The importance of intersectionality was emphasised, as multiple marginal identities affect queer people. Decolonisation was highlighted as crucial for First Nations work—not just of laws, but also of systems—health, education, language, etc. and reiterated to us the importance of decolonising our processes on the board, including future training around our culture, trans-inclusivity, and accessibility.

The importance of true allyship was emphasised as well, and it was discussed that people’s stories should not be used without fully engaging lived experience in the work, that expertise around lived experience should be paid for and the importance of avoiding retraumatisation.

‘The refugee crisis is not a crisis of refugees but a crisis of governments failure to act’ — Kamali Powell from Rainbow Railroad in Canada

Tina Dixson, former co-founder of FDPN, spoke on the experiences of refugees seeking asylum in Australia.

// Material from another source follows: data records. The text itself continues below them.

PR #332, opened 2025-03-06
Tweaks for injecting pending-celebration tasks

aristath:


ilicfilip:
I have found a bug, `pending_celebration` posts are injected multiple times:
Screenshot 2025-03-06 at 12 33 34

I think the reason is that now `pending_celebration` tasks have their category unchanged, they are both injected [here](https://github.com/ProgressPlanner/progress-planner/blob/8c6fc0339bde12f22edfe1f9099180927b9acd2b/assets/js/widgets/suggested-tasks.js#L298) and [here](https://github.com/ProgressPlanner/progress-planner/blob/8c6fc0339bde12f22edfe1f9099180927b9acd2b/assets/js/widgets/suggested-tasks.js#L304).

aristath:
@ilicfilip good catch! Should be OK now, could you please confirm?

ilicfilip (approved):

aristath:
🤦 You're right.. Thanks for fixing it!

PR #338, opened 2025-03-07
Add init method to Task Providers

ilicfilip:
## Context

While working on other feature I noticed that we did the `( new Review() )` in our code, purpose was just to get the provider ID (so it's not hardcoded). This is in general what we want, but.. that class adds hooks in it's constructor, so now they were added twice.

This was still a WIP code, and I dont think it is correct since we dont need to check if edited post was long or short (this condition is changed in https://github.com/ProgressPlanner/progress-planner/pull/316, which will hopefully be merged soon) but it got me worried since this is easy to overlook.

For this to not happen again I have added the init method, which is called only once (when task provider is added to the local task manager).

## Quality assurance

### DIFF
--- a/classes/activities/class-suggested-task.php
+++ b/classes/activities/class-suggested-task.php
@@ -8,7 +8,7 @@
 namespace Progress_Planner\Activities;
 
 use Progress_Planner\Activity;
-use Progress_Planner\Suggested_Tasks\Local_Tasks\Providers\Content\Review;
+use Progress_Planner\Suggested_Tasks\Local_Tasks\Providers\Content\Create;
 
 /**
  * Handler for suggested tasks activities.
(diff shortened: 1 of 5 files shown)


classes/activities/class-suggested-task.php
```diff
@@ -74,7 +74,7 @@ public function get_points( $date ) {
 			true === $data['long'] &&
 			(
 				'create-post' === $data['provider_id'] ||
-				( new Review() )->get_provider_id() === $data['provider_id']
+				'review-post' === $data['provider_id']
```
aristath, line 77: I agree with adding an `init` method, but if we're adding that method, then why change this one? 🤔

ilicfilip: basically this:
> and I dont think it is correct since we dont need to check if edited post was long or short (this condition is changed in https://github.com/ProgressPlanner/progress-planner/pull/316, which will hopefully be merged soon) but it got me worried since this is easy to overlook.

I found another instance of it, [done for the same purpose](https://github.com/ProgressPlanner/progress-planner/blob/7255b21682aff21933bf2b8fc4e3d3b7862daa42/classes/widgets/class-suggested-tasks.php#L146), and I left since we need that one.

aristath (approved):

PR #343, opened 2025-03-11
Reduce number of database queries when checking for user activity scores

ilicfilip:
## Context
While inspecting performance I noticed unusual number of database queries we make, even more strange was that a dates from the past were used in them.

It turns out we query for activities 2 years in the past, regardless of when the plugin was activated.

This PR changes that, so we make queries from the activation date or 2 years ago (what ever is more recent).
For me it reduced number of queries from 217 to 111.

## Summary

Reduced number of database queries when checking for user activity scores.

## Quality assurance

### DIFF
--- a/classes/widgets/class-activity-scores.php
+++ b/classes/widgets/class-activity-scores.php
@@ -166,6 +166,10 @@ final class Activity_Scores extends Widget {
 	 * @return array
 	 */
 	public function personal_record_callback() {
+		$activation_date = \progress_planner()->get_base()->get_activation_date();
+		$two_years_ago   = new \DateTime( '-2 years' );
+		$start_date      = $activation_date < $two_years_ago ? $two_years_ago : $activation_date;  // If the activation date is more than 2 years ago, set it to 2 years ago.
+
 		$goal = Goal_Recurring::get_instance(
 			'weekly_post_record',
 			[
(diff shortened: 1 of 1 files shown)


aristath:
The record is supposed to be an all-time record, so limiting it to 2 years doesn't feel right...
Can we find another way to reduce the number of these queries?
Caching them should be more effective without changing the logic... 🤔

aristath:
I think using the existing `progress_planner()->get_settings()` implementation would be preferable...
Transients have issues on some hosts, so it would make sense to just add a new entry in our main option to store previous months data, should be a minimal amount of data anyway.
Like you said we rarely (if ever) delete previous month activities, so it makes sense to just store it there 👍

classes/widgets/class-activity-scores.php
```diff
@@ -180,26 +183,52 @@ public function personal_record_callback() {
...
+					\progress_planner()->get_settings()->set( $this->cache_key, $cached_activities );
+
+					// Return the cached value.
+					return $cached_activities[ $weekly_cache_key ];
 				},
 			],
 			[
 				'frequency'     => 'weekly',
-				'start_date'    => $start_date,
+				'start_date'    => \progress_planner()->get_base()->get_activation_date(),
```
aristath, line 217: I don't think `get_base()` is necessary, `\progress_planner()` is already an instance of the `Base` class

ilicfilip: Done.

aristath (approved):

PR #348, opened 2025-03-14
E2E testing

ilicfilip:


classes/class-rest-api-tasks.php
```diff
@@ -0,0 +1,62 @@
...
+	 */
+	public function register_rest_endpoint() {
+		\register_rest_route(
+			'progress-planner/v1',
+			'/tasks',
+			[
+				[
+					'methods'             => 'GET',
+					'callback'            => [ $this, 'get_tasks' ],
+					'permission_callback' => '__return_true',
```
aristath, line 37: We should move the authentication you now have in the `get_tasks` method to a new method and use it as a `permission_callback` 👍

ilicfilip: Done.

ilicfilip:
This PR adds e2e (Playwright) tests to our CI. 
Currently following following checks are made:

- It is verified that Progress Planner Dashboard is loaded and that Onboard is working (without sharing email)
- Checks if the Tour is started when it is clicked on the button in the header section (Lightbulb icon)
- It is checked that Post Types setting is properly saved after change (Settings icon)
- If we have a dismissible task, it dismisses it and verifies that is marked as completed in the database
- Completes the "Set tagline" task and verifies that is celebrated and marked as completed in the database
- Picks one other task and snoozes it, again verifies that is actually marked as snoozed in the database
- It creates and deletes a todo item to verify it works properly (refreshes the page, to make sure it's not just added / removed from the DOM)

aristath (approved):

PR #360, opened 2025-03-21
Refactor stylesheets enqueueing

aristath:
Similar to #353, this PR refactors the way we enqueue stylesheets.

### DIFF
--- a/classes/admin/class-dashboard-widget-score.php
+++ b/classes/admin/class-dashboard-widget-score.php
@@ -46,12 +46,7 @@ class Dashboard_Widget_Score extends Dashboard_Widget {
 			$suggested_tasks_widget->enqueue_scripts();
 		}
 
-		\wp_enqueue_style(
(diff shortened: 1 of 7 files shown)


ilicfilip:
While reviewing this PR I found a potential bug which is affecting the new enqueueing system in general, infinite recursion will occur if scripts reference each other:

For example in `assets/js/widgets/suggested-tasks.js` we have:
`Dependencies: progress-planner/grid-masonry, progress-planner/web-components/prpl-suggested-task, progress-planner/document-ready, particles-confetti`

And we add it as a dependency in one of those scripts, for example in `assets/js/grid-masonry.js`:
`Dependencies: progress-planner/document-ready, progress-planner/widgets/suggested-tasks`

The infinite recursion will occur.

I tried to do an early exit, but it wasn't enough as the recursion was actually occurring within the WP core.

@aristath , if you think this case is not important you can revert the last commit.

ilicfilip (approved):

PR #365, opened 2025-03-21
Simplify tooltip implementation

ilicfilip:
## Context

Currently we have only 3 tooltips, but implementation is basic and most of the code is repeated (opening, closing and etc).

For the upcoming release we need to add at least one more tooltip and add an overlay when tooltips are opened - so this is a good opportunity to refactor it (as much as the timeframe allows).

## Quality assurance


ilicfilip:
Tooltip component is implemented now, a few notes:
- Overlay is triggered on PP Dashboard page but not on WP Dashboard page, to me it felt weird to do it there. If we want it then just [this](https://github.com/ProgressPlanner/progress-planner/pull/365/files#diff-87edb41eb05dc92769f6f9e142e85de74d524c204d7f1e4a6746540b34d19033R39) element.
- Tooltip and checkbox styling for the RR which can't be dismissed by the user are added based on [this comment](https://github.com/ProgressPlanner/progress-planner-pro/issues/96#issuecomment-2747889530)

assets/css/admin.css
aristath, line 1: We now have an `assets/css/web-components` folder, perhaps the styles for the new web-component could be moved there?

ilicfilip: Styles are moved to it's own file.

The file is enqueued always on our pages since it is used by multiple widgets (and I am about to add new tooltip when this one is merged).

PR #605, opened 2025-09-11
Stop using post-meta to store a task's points

aristath:


ilicfilip:
There was a PHP notice when there were no User tasks:

```
Warning: Undefined array key "user" in htdocs/wp-content/plugins/progress-planner/classes/suggested-tasks/providers/class-user.php on line 118

Warning: foreach() argument must be of type array|object, null given in htdocs/wp-content/plugins/progress-planner/classes/suggested-tasks/providers/class-user.php on line 118
```

The commit I pushed fixes that.

Is update migration required, so task stays golden after the plugin update?

PR #619, opened 2025-09-16
Improve playground workflow

jdevalk:
Fix the zip file in the playground comment workflow to:

- Be called `progress-planner.zip` and expand to `progress-planner`, so it can override existing installs.
- Add ` - PR <pr number>` to the version number in the plugin.
- It removes the reliance on a php file on progressplanner.com and just uses the file `playground.json` in `.wordpress-org/blueprints/`. I've split it off specifically from the `blueprint.json` in that same directory so that we can define different things for our testing.


aristath (approved):

jdevalk:
CleanShot 2025-09-16 at 13 27 09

She related the contradicting expectations and realities of refugee stories in Australia; that their home country is terrible, and that Australia is great and they should be so grateful. She noted, however, that the queer refugee experience here can still be very difficult. Tina impressed that we must unlearn notions of who is a deserving refugee—all refugees are deserving, 

LGBTI Health Australia also had a strong presence at the conference, affirming that our partnership with them on addressing issues around alcohol and other drugs in the LGBTQIA+ community is important, and we will build on this.